Background: The diagnosis of laryngopharyngeal reflux disease (LPRD) mostly uses invasive techniques. Our aim was to carry out a performance study of noninvasive saliva biomarkers in LPRD patients and to investigate clinical utility.
Methods: The saliva of 201 patients with an LPRD diagnosis was prospectively collected using a Salivette® device. Findings were compared with 35 healthy controls using nonparametric statistics. Biomarker cut-offs were determined with receiver operating curves (ROCs).

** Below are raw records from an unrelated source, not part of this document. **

PR #1223, opened 2024-02-19
[CCXDEV-12001] Update base images

juandspy:
# Description

We decided to use non pinged versions so that dependencies are updated kind of automatically with each PR we merge. This would prevent CVEs to appear if we don't update the base images quite often.

## Type of change

- Configuration update

## Testing steps

CI.

## Checklist

### DIFF
--- a/Dockerfile
+++ b/Dockerfile
@@ -12,7 +12,7 @@
 # See the License for the specific language governing permissions and
 # limitations under the License.
 
-FROM registry.redhat.io/rhel8/go-toolset:1.18.9-8.1675807488 AS builder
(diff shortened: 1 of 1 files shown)


Dockerfile
```diff
@@ -12,7 +12,7 @@
 # See the License for the specific language governing permissions and
 # limitations under the License.
 
-FROM registry.redhat.io/rhel8/go-toolset:1.18.9-8.1675807488 AS builder
+FROM registry.redhat.io/rhel8/go-toolset:1.18.9  AS builder
```
JiriPapousek, line 15: Two spaces there (instead of one)

JiriPapousek (approved):

PR #1263, opened 2024-05-03
[CCXDEV-12791] Rename insights-results-smart-proxy to ccx-smart-proxy

juandspy:
# Description

This rename is needed in order to use the smart-proxy endpoint internally from other AppSRE namespaces. We used to have different app-sre component ID and clowdapp name which made it impossible.

## Type of change

- Configuration update

## Testing steps

CI.

## Checklist


ikerreyes (approved):
don't we need to change anything in the clowdapp file?

matysek (approved):

PR #1270, opened 2024-05-27
fix missing rule content causing 500 in DVO namespace list endpoint

Bee-lee:
# Description
- missing rule content is causing a 500, instead it should simply omit the problematic rule IDs from the calculation and return the rest of the data.

Fixes [CCXDEV-12893](https://issues.redhat.com/browse/CCXDEV-12893)

## Type of change

## Testing steps
locally

## Checklist


epapbak (approved):
makes sense

juandspy (approved):

PR #1310, opened 2024-08-16
[CCXDEV-14098] Reduce error level messages using Msgf

juandspy:
# Description

Reduce error level messages using Msgf to avoid Glitchtip duplicates.

## Type of change

## Checklist


server/acks_handlers.go
```diff
@@ -401,7 +401,9 @@ func generateRuleAckMap(acks []types.SystemWideRuleDisable) (ruleAcksMap map[typ
 		if err == nil {
 			ruleAcksMap[compositeRuleID] = true
 		} else {
-			log.Error().Err(err).Msgf(compositeRuleIDError, ack.RuleID, ack.ErrorKey)
+			log.Error().Err(err).Interface(ruleIDStr, ack.RuleID).
```
epapbak, line 404: does Str(ruleIDStr, string(ruleID)) not work in these?

juandspy: yes, but I preferred to use `Interface` in order to avoid converting types. It's just a random decision, not based on nothing major...

epapbak (approved):

ikerreyes (approved):
Seems that you have refactored a number of `Msgf` but not all. I guess it is a design decision, right?

juandspy:
> Seems that you have refactored a number of `Msgf` but not all. I guess it is a design decision, right?

I've just refactored those that are `Error` level

PR #1355, opened 2024-10-21
Add RBAC client

epapbak:
# Description

- RBAC Client
- Add authorization middleware in server
- Update UTs (little bit of coupling when it comes to CreateServer method with so much args, one more refactor commit coming)
- Add `rbac` section to configuration files

Part of CCXDEV-12884

# Why this change

After some investigation around [ADR-036](https://docs.google.com/document/d/1LNun1PuvL3EFyfbSWAa6ixUAm-pJoWzQiNJj7hVjkZY/edit?tab=t.0#heading=h.nq1osedn93p8) and a quick discussion with PM, it's been decided that we should support RBAC, mainly because if a consumer of our API uses it with any kind of user, and has configured resource-based access control, we are not enforcing it as of today.

In this change, we introduce the code necessary to handle authorization, but since we don't know which consumers use what and how it can affect them, RBAC is disabled by default and we're doing some extra logging [here](https://github.com/RedHatInsights/insights-results-smart-proxy/pull/1355/files#diff-08316311bca81628634f7ed55949099773edf5af671129d2e6bcbc7dbd1c6825R119) (there's more to come in the next and last PR).

## Type of change

- Unit tests

## Testing steps

CI

## Checklist

### DIFF
--- a/auth/rbac.go
+++ b/auth/rbac.go
@@ -62,11 +62,6 @@ func (rc *rbacClientImpl) IsEnforcing() bool {
 
 // IsAuthorized checks if an account has the correct permissions to access our resources
 func (rc *rbacClientImpl) IsAuthorized(token string) bool {
-	// baseURL := "https://console.redhat.com/api/rbac/v1" // TODO: env var, separate URL from endpoint like this: https://console.redhat.com and /api/rbac/v1/access so we can include port if needed. use helper func to create url
-	// baseURL := "https://console.stage.redhat.com/api/rbac/v1"
-
-	// Here you can add additional logic to parse the response body if needed
-	// For now, we assume that a 200 response means permissions are valid
 	permissions := rc.getPermissions(token)
 	return permissions != nil
 }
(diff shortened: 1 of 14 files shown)


Jakub007d (approved):

Bee-lee (approved):
LGTM overall, ty! would be nice to have some context included, but it is in Jira after all

JiriPapousek (approved):

auth/rbac.go
```diff
@@ -0,0 +1,169 @@
...
+		}
+		return nil
+	}
+	return nil
+}
+
+// requestAccess handles the call(s) to RBAC taking into account that the response
+// is paginated
+func (rc *rbacClientImpl) requestAccess(url, identityToken string) []types.RbacData {
+	//TODO Change return to (rbacData, err) and forward error?
```
juandspy, line 89: leftover?

config.toml
```diff
@@ -67,3 +67,8 @@ database = 0
 endpoint = "localhost:6379"
 password = ""
 timeout_seconds = 30
+
+[rbac]
+host = https://console.redhat.com/api/rbac/v1
```
juandspy, line 72: should be string

config-devel.toml
```diff
@@ -52,3 +52,8 @@ database = 0
 endpoint = "localhost:6379"
 password = ""
 timeout_seconds = 30
+
+[rbac]
+host = https://console.redhat.com/api/rbac/v1
```
juandspy, line 57: same here

auth/rbac.go
epapbak: probably =). But I have two or three  TODOs in the new code that I'll handle later on

PR #1359, opened 2024-10-23
Avoid RBAC for requests that do not require authorization

epapbak:
# Description

- Same as we do for authentication, for `HTTP OPTIONS` and metric related URLS, let's skip RBAC.
- Also skip RBAC for requests that come from ACM

Part of CCXDEV-12884

## Type of change

## Testing steps

CI

## Checklist

### DIFF
--- a/server/auth_middleware_test.go
+++ b/server/auth_middleware_test.go
@@ -325,3 +325,59 @@ func TestAuthorizationMiddleware(t *testing.T) {
 		})
 	}
 }
+
+func TestAuthorization_NoAuthURLs(t *testing.T) {
+	// Setup the server and the request
+	rbacClient := &MockRBACClient{authorized: false, enforcing: true}
+	noAuthURLs := []string{"/public-endpoint"}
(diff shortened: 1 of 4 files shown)


server/auth_middleware_test.go
```diff
@@ -317,7 +317,7 @@ func TestAuthorizationMiddleware(t *testing.T) {
 				w.WriteHeader(http.StatusOK)
 			})
 
-			authHandler := testServer.Authorization(handler)
+			authHandler := testServer.Authorization(handler, nil)
```
juandspy, line 320: can you add some test case for a no auth url?

epapbak: I have it in another commit. Lemme push it here.

epapbak: updated, with the code to skip RBAC for ACM queries too

JiriPapousek (approved):

Bee-lee (approved):

PR #1379, opened 2024-11-25
[CCXDEV-12885] Fix bug in RBAC logic + simplify

juandspy:
# Description

I found out the RBAC permissions where filtering by "openshift" whereas it should use `ocp-advisor` as stated [here](https://github.com/RedHatInsights/rbac-config/blob/master/configs/prod/permissions/ocp-advisor.json). Also, the implementation was mimicking how [cost-management](https://github.com/RedHatInsights/rbac-config/blob/master/configs/prod/permissions/cost-management.json) defines the resources, but that's not the case for `ocp-advisor`.

In addition, we were parsing the r`esourceDefinitions` as they are also part of the [RBAC API response](https://console.redhat.com/docs/api/rbac/v1#operations-Access-getPrincipalAccess). However, we do no filtering based on it, so we can skip that part.

I added a couple of unit tests to check that the parsing is right and that we have no pointer issues if the RBAC response doesn't contain enough data.

Part of #[CCXDEV-12885](https://issues.redhat.com/browse/CCXDEV-12885)

## Type of change

## Testing steps

UTs.

## Checklist


Jakub007d (approved):

auth/rbac.go
```diff
@@ -137,30 +138,31 @@ func (rc *rbacClientImpl) requestAccess(url, identityToken string) []types.RbacD
...
+		if len(splits) < 3 {
+			log.Warn().Str("ACL", acl.Permission).Msg("Unexpected RBAC response")
+			continue
+		}
+		if splits[0] != "ocp-advisor" {
+			// check the ACL is for ocp-advisor, not for other APIs
+			continue
+		}
+		resourceType := splits[1]
+		verb := splits[2]
```
Bee-lee, line 157: what's this var representing?

Bee-lee (approved):

auth/rbac.go
juandspy: the ACLs has this format: `API:RESOURCE:VERB`, for example `ocp-advisor:read-recommendations:read`, so the `verb` variable is the action the SA can make on the given resource for the given API: https://console.redhat.com/docs/api/rbac/v1#operations-Access-getPrincipalAccess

Results: The analytical performance study indicated satisfactory performance against biological acceptability goals for bias, imprecision, and total allowable error. The limit of detection (LOD) was evaluated for all biomarkers in the saliva matrix. Results fell within the analytical measurement range for salivary elastase, trypsin, and pH and close to the LOD for cholesterol. The clinical study reported significantly higher salivary pH and elastase and lower cholesterol in LPRD compared to controls (P < 0.05), while salivary trypsin did not differ significantly. Diagnostic cut-offs determined with ROC were salivary elastase >49 µg/mL, salivary pH >7.6, and salivary cholesterol <2.1 mg/dL (<0.054 mmol/L). The combination of salivary elastase with cholesterol gave a positive predictive value of 93% and a negative predictive value of 100% for the diagnosis of LPRD in this study. Salivary total bilirubin, lipase, and pepsin were mostly undetected.
Conclusions: Noninvasive diagnosis of LPRD is possible, based on a single saliva collection, although our cut-offs should be evaluated in further studies. A reproducible analytical protocol has been obtained. Salivary elastase, cholesterol, and pH show clinical utility for the presence of duodeno-gastric reflux in LPRD patients.